ASSIGNED TASK >> The answer is the set of lines that include "could", copied from the data below.

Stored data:
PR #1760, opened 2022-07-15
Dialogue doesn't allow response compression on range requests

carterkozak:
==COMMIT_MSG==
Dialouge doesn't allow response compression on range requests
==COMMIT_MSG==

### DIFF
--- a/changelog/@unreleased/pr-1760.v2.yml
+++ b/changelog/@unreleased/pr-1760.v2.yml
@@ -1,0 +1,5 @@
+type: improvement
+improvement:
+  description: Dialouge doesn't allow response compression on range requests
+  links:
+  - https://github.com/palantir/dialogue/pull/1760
---
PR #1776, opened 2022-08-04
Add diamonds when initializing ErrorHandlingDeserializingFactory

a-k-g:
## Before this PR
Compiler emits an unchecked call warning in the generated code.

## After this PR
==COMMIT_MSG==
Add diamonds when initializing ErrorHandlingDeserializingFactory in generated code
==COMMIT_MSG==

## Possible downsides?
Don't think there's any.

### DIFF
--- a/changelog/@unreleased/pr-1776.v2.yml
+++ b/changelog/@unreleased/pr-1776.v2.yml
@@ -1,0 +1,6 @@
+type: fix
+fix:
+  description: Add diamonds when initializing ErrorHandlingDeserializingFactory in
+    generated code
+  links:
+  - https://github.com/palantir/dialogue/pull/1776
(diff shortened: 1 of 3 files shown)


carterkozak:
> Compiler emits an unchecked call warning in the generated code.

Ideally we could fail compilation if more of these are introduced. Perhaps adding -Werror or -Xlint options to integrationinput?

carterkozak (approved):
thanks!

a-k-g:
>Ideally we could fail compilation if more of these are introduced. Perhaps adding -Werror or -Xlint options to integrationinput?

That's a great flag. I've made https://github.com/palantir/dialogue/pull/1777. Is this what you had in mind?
---
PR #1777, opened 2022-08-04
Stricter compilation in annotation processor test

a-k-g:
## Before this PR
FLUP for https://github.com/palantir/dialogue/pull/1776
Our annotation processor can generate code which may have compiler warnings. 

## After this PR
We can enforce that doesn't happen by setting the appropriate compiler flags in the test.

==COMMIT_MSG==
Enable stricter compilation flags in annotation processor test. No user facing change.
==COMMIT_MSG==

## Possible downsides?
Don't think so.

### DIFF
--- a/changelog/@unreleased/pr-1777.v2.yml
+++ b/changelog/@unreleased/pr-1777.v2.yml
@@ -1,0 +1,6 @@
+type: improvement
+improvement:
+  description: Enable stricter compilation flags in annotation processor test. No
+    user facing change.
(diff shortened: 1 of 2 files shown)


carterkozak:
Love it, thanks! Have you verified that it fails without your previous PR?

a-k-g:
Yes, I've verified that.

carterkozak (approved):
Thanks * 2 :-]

RESPONSE FOR THIS EXERCISE >>
Ideally we could fail compilation if more of these are introduced. Perhaps adding -Werror or -Xlint options to integrationinput?
>Ideally we could fail compilation if more of these are introduced. Perhaps adding -Werror or -Xlint options to integrationinput?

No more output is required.